*What to do*:
Set down exactly the lines of the records from the top to the line containing "Screen security was"; include both.

*Dataset excerpts*:
------------

PR #4167, opened 2026-08-14
refactor(security): gate seed-phrase screens on the screen guard for fail closed

kngako:
refactor related to fixes applied in https://github.com/blinkbitcoin/blink-wip/issues/1065

Screen security was fire-and-forget: useScreenSecurity kicked off registration in a passive effect and every protected screen painted its mnemonic or API secret immediately. Before initSettings/register resolved, during the 10-second retry interval after a rejected attempt, and forever after the bounded retries were exhausted, the sensitive UI stayed visible with screenshots and screen recording fully enabled — and a later successful retry cannot undo frames captured in that window. This makes protection a fail-closed gate instead of a side effect.

Manager (app/utils/screen-security.ts): the enable/disable pair becomes an idempotent lease API. acquire(backgroundColor) registers one consumer and returns a lease: a ready promise plus a release method. ready resolves only once ScreenGuard.register has succeeded, including the bounded retries (which now run inside the registration cycle rather than as detached timers), and rejects only once those retries are exhausted; the retries report each failure, the lease holder reports the final one. Concurrent leases share the one in-flight cycle through a registering guard plus a shared waiter list, so a screen pushed while another is registering joins the same attempt and sees the same outcome. release() is idempotent, so a retried effect cleanup cannot deflate the count; releasing the last lease wakes and cancels a pending retry — a retry nobody waits for must not register a guard nobody will unregister — and enqueues the unregister.

Two subtleties are handled where they bite, both pinned by specs:

- Register/unregister decisions are made inside the serialized queue at run time, not at call time. A lease acquired while a teardown is in flight (the native unregister already awaited, `registered` still reading true) re-registers behind the teardown instead of trusting a flag that is about to go stale; a lease that arrives earlier, before the queued teardown runs, simply cancels it — the guard stays on and no churn occurs either way.
- A lease released before its cycle ran makes no native calls at all: the cycle checks the lease count at run time and abandons quietly, and its waiter is removed at release so the never-settling ready promise cannot leak a late settlement into an unmounted screen.

The rejected-unregister recovery from the previous commit is kept: the teardown resets `registered` in a finally, so a rejected unregister cannot wedge the guard, and the rejection still propagates for reporting.

Hook (app/hooks/use-screen-security.ts): owns one lease for the mount lifetime and exposes "activating" | "active" | "failed" instead of returning nothing. Late settlement after unmount is ignored, failures are reported, and the lease is released exactly once.

Gate (app/components/screen-security-gate/): ScreenSecurityGate mounts its children only in the active state. While activating it renders a blank themed Screen — deliberately neutral, since nothing on a protected route is safe to show yet; on failure it renders a non-sensitive error state (errors.generic + Try Again/Back, all existing i18n keys, so no locale regeneration). Try Again remounts the hook subtree, which releases the old lease and acquires a fresh one; Back leaves via navigation.goBack(). Because the whole subtree is unmounted until active, the screens' setOptions effects that install the Copy/Share/Paste header actions never run while gated — header actions are covered, not just the visible fields.

Routes: all five protected screens are wrapped — backup-phrase, backup-phrase-confirm, view-backup-phrase, restore-phrase, and the API key secret reveal. One intended behavior change: on the view-backup screen the biometric prompt now fires only after the guard is active (protect first, then prompt), instead of racing registration.

Coverage: the manager spec is rewritten around leases — deferred-register sharing between concurrent leases, ready pending before and resolving after a retry succeeds, rejection only after exhaustion with per-retry reporting, retry cancellation on last release, the mid-teardown re-registration race, the cancelled-queued-teardown no-churn window, release idempotency, and the kept overlap/replacement/rejected-unregister cases; the suite uses resetAllMocks after an unconsumed mockReturnValueOnce was observed leaking into a later test and hanging it. The hook spec covers the state transitions, late-settlement-after-unmount, and exactly-once release. The gate spec covers the placeholder and error states and asserts a sensitive subtree's setOptions effect does not run while gated. Screen-level regression tests drive a deferred lease and assert the seed words / API secret and their header actions are absent while registration is pending, appear only once it resolves, and remain absent after rejection — and the Try Again/Back path is exercised on the failure state.

Verified: full jest suite green (596 suites, 6932 tests), tsc:check and eslint clean.


grimen (changes requested):
## Findings

**1. The one-time-secret dismissal guard no longer runs at mount (blocking).**
`ApiKeySecretRevealContent` installs the `beforeRemove` listener and sets `headerBackVisible: false` / `gestureEnabled: false`, but the gate no longer mounts that content until protection is active. While registration is pending or failed, nothing prevents dismissal.

*Example:* The user creates an API key, the reveal screen mounts, registration is still in flight, and a back swipe pops the screen — `ApiKeyCreateScreen` unmounts with its `secret` state and the server-once secret is gone without warning.

*Proposal:* One option could be hoisting the dismissal guard above the gate, or having the gate itself block removal whenever the gated content holds unrecoverable state.

**2. The failure state's Back button can silently discard the secret (blocking).**
`app/components/screen-security-gate/index.tsx:63` calls `navigation.goBack()` unconditionally from the error view, regardless of what the gated screen was holding.

*Example:* Registration fails on the API-key reveal screen; the user taps Back on the error view, the create screen pops, and the freshly created secret is discarded with no chance to copy it.

*Proposal:* For screens whose content is unrecoverable, one option could be suppressing or confirming Back and leaving only Try Again.

**3. The activating state paints an empty screen for up to ~30 seconds.**
The `activating` branch renders `{null}`, while the acquire cycle runs one initial attempt plus three retries at 10 s each.

*Example:* On a build where the native module didn't link, `ScreenGuard.register` rejects immediately, so tapping "View backup phrase" shows a blank screen with no spinner or text for roughly 30 seconds before the error appears.

*Proposal:* Rendering an `ActivityIndicator` the way `ViewBackupPhraseContent` already does for its own pending state would cover this — a spinner isn't sensitive content.

**4. Fail-closed also blocks wallet restore.**
The fail-closed policy is applied uniformly, including to `RestorePhraseScreen`, which takes a phrase the user already holds rather than displaying one.

*Example:* A user reinstalling on a device where registration never succeeds cannot reach the seed-word inputs at all, since Try Again re-runs the same failing cycle — leaving no path back to the funds.

*Proposal:* This is for the implementer to decide — if hard-blocking restore is intended, a note in the PR body would help; otherwise degrading to a warning on input-only screens could be an option.

## Test Coverage Gaps

- `__tests__/components/screen-security-gate.spec.tsx` mocks `useScreenSecurity` and flips a module-level `securityState`, so "re-acquires protection when retry is pressed" only asserts that the mock's new value renders — the release/acquire pair the `key` remount is supposed to trigger is never exercised.
- No test covers dismissal (back swipe / hardware back) while the gate is in `activating` or `failed` on the API-key reveal screen.
- No test covers the failure-state Back button popping a screen that holds unrecoverable state.

grimen (changes requested):
## Findings

**1. A same-tick lease replace silently drops the new background color (blocking).**
`startRegistration` only calls `registerWithRetries` when `!registered`, and a released-then-immediately-reacquired lease (the "replace" no-churn path) never resets `registered` to false.

*Example:* A protected screen registers with the light-mode background, then the user flips to dark mode — `useScreenSecurity`'s effect releases the old lease and acquires a new one with the dark color in the same tick. The queued teardown sees the arriving lease and cancels itself, so `registered` stays `true` and the new registration task skips `registerWithRetries` entirely — the native guard never receives the new color. The only "no churn" test (`__tests__/utils/screen-security.spec.ts`) passes `"#000000"` for both the leaving and arriving lease, so it never catches this.

*Proposal:* One option could be tracking the color the guard was actually registered with and re-registering when it changes, even on the no-churn path.

**2. The malformed-params redirect no longer runs when the guard keeps failing (blocking).**
The missing/invalid-`challenges` auto-redirect effect now lives inside `BackupPhraseConfirmContent`, which `ScreenSecurityGate` only mounts once the guard is active — and this screen passes no `failOpen`.

*Example:* A deep link or rehydrated navigation state delivers this screen with no valid challenges on a device where the guard keeps failing to register (e.g. native module issue). Previously the redirect ran unconditionally and self-healed to backup step 1; now the user is stuck on the generic Retry/Back error view, and Back exits the flow entirely with no way back to the redirect.

*Proposal:* If this is intentional, a comment would help; otherwise, one option could be running the malformed-params check ahead of the gate, before the sensitive content ever needs to mount.

**3. Registration failures are now reported up to ~30s late (blocking).**
`reportError("Enable screen security", ...)` fires only from `lease.ready`'s rejection handler, which per `registerWithRetries` only rejects after `ENABLE_RETRY_LIMIT` (3) retries at `ENABLE_RETRY_DELAY_MS` (10s) each are exhausted — versus reporting on the very first native rejection as before.

*Example:* A device starts failing screen-guard registration; monitoring gets no signal for up to 30 seconds while the user already sits on the fail-closed spinner, delaying incident detection.

*Proposal:* One option could be reporting on the first failed attempt too (in addition to the final one), so monitoring sees the failure onset rather than only the exhaustion.

**4. The two new i18n keys are only in English.**
`discardSecretTitle`/`discardSecretBody` were added to `en/index.ts`, `i18n-types.ts`, and `raw-i18n/source/en.json` only — no other locale file is touched in this diff.

*Example:* A non-English user who hits a registration failure on the API-key-secret-reveal screen and presses Back sees this confirmation Alert render in raw English.

*Proposal:* These should go through the usual AI-translation pass across all locales before merge.

esaugomez31 (dismissed):
Approved.

Reviewing the gate turned up two defects that shared one root cause, and both are fixed on this branch.

**The root cause.** `useScreenSecurity` re-runs on `colors.black`, which is `#000000` in light and `#FFFFFF` in dark, and it returns to `"activating"` while the guard re-registers with the new mask colour. The gate answers `"activating"` by unmounting its subtree — so an ordinary theme flip, including an automatic sunset switch, tears the protected content down mid-use.

**1. Header actions outlived the unmount that was meant to hide them** — fixed in 5b902a357.

`navigation.setOptions` has no owner: the route keeps the last value it was handed, and unmounting the component that set it does not revert it. This branch already depended on that behaviour, since the restore screen clears its own Paste button by hand on the step 1 to step 2 transition.

So when the guard dropped and the gate swapped the phrase for its spinner, Copy stayed in the header, still closed over `handleCopy`, one tap from putting all twelve words on the clipboard while the guard was off — and it stayed live on the terminal failure state too, alongside the fail-closed error view. Each of the three effects now reverts to `noHeaderRight` on cleanup, so an action's lifetime matches the content it belongs to.

**2. The unmount destroyed everything the user had typed** — fixed in f06a9ae9a.

Both screens where the user types kept their answers inside the gated subtree, so the unmount wiped every word already entered: a user restoring a funded wallet lost all of it to a theme change, with no warning and nothing to recover.

The state moves above the gate and is handed down — `restore-phrase` hoists `useRestorePhrase` into the screen, and `backup-phrase-confirm` gains a `GatedConfirm` layer between the redirect guard and the gate. The gate can now hide the words without destroying them.

This is safe above the gate because neither hook touches anything on mount: `useRestorePhrase` has no effects at all (its clipboard read and its restore both hang off presses), and `useBackupConfirm`'s only effect is the all-correct auto-advance, which cannot fire while the inputs are empty. Both were checked before moving them, and `useMigrationCheckpoint` and `useCompleteBackup`, which came up with the confirm layer, are `useCallback` only.

Passing the validated challenges down also leaves one place that judges the route params, so the two copies can no longer drift, and the `EMPTY_CHALLENGES` fallback that existed for the second copy is gone.

**Verification.** `tsc` and `eslint` clean; 33 suites / 518 tests green across the onboarding screens, 92 suites / 1375 with the screen-security, API-key and migration suites included. The four screens touched measure 100% statements, branches, functions and lines. Each regression test was confirmed to fail against the unfixed screen before the fix was applied, and each commit typechecks and passes on its own.

esaugomez31 (changes requested):
### Blockers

------------

*Exercise solution*:
PR #4167, opened 2026-08-14
refactor(security): gate seed-phrase screens on the screen guard for fail closed

kngako:
refactor related to fixes applied in https://github.com/blinkbitcoin/blink-wip/issues/1065

Screen security was fire-and-forget: useScreenSecurity kicked off registration in a passive effect and every protected screen painted its mnemonic or API secret immediately. Before initSettings/register resolved, during the 10-second retry interval after a rejected attempt, and forever after the bounded retries were exhausted, the sensitive UI stayed visible with screenshots and screen recording fully enabled — and a later successful retry cannot undo frames captured in that window. This makes protection a fail-closed gate instead of a side effect.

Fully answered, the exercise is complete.